Section 13702(b)(2) of the TCJA added a grandfather rule  to Section 512 such that any losses generated by a nonprofit's taxable business during nonsiloed years can be applied to post-2018 years against total UBTI instead of against the profits from one silo, Reid said.

So theoretically nonprofits' losses can now be carried back to a nonsiloed year and then carried forward and applied to total UBTI in future years, Reid said. However, there is some regulatory risk associated with this strategy, since it's unknown if the government would support it, he said.

Douglas Mancino, a tax partner at Seyfarth Shaw LLP, told Law360 he thought it was still unclear whether nonprofits can carry back losses to a nonsiloed year and then carry NOLs forward without siloing restrictions to years that require tracking of separate revenue streams from unrelated trades or businesses.

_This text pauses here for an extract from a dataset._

PR #9608, opened 2023-04-04
fix: treat includes starting with '.' and '..' correct

### LINKED ISSUE #9605: Include path starting with '.' or '..'
Problem: 
PSALM gives false positive errors of "cannot find file" if an include/require starts with '.' or '..'.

What is clearer, however, is that it's likely if a NOL generated in 2020 is applied back to 2019 or 2018, or a 2019 NOL is carried back to 2018, when siloing is still required, a nonprofit would probably have to offset the 2020 losses against the specific business' profits from a siloed year, he said.

That would likely be consistent with congressional intent because a nonprofit could still carry back NOLs, as now allowed under the CARES Act, but would still have to track losses and profits from unrelated trades and businesses, which is consistent with what Congress wanted in the TCJA, Mancino said.

Nevertheless, it may just be best to wait for guidance from the IRS, since it's still unclear what one can do if a nonprofit carries back siloed losses to pre-siloed years, he said.

Amanda H. Nussbaum, a tax partner at Proskauer Rose LLP, told Law360 nonprofits need to compare the worth of NOLs generated now with those from before the TCJA because of changes to corporate tax rates. Being able to apply the losses to years before the TCJA was enacted would be more beneficial than applying them to tax bills now because before 2018, a company had to pay 35% taxes on its income, whereas now the corporate tax rate is only 21%, Nussbaum said.

"The carryback is valuable for tax-exempt organizations that are taxed at the corporate rate because of the higher corporate tax rate that applied prior to 2018," Nussbaum said.

But it would be harder to successfully argue that one can carry back losses and grandfather them, because that would seem to magically convert losses, she said.

"Treasury would need to come out with something affirmative in the regs that would permit you to use losses that were generated post-2017 to post-2017 years in a way that permits you to use them without the impacting of the siloing rule," Nussbuam said. "It's something they realize they need more time to figure out."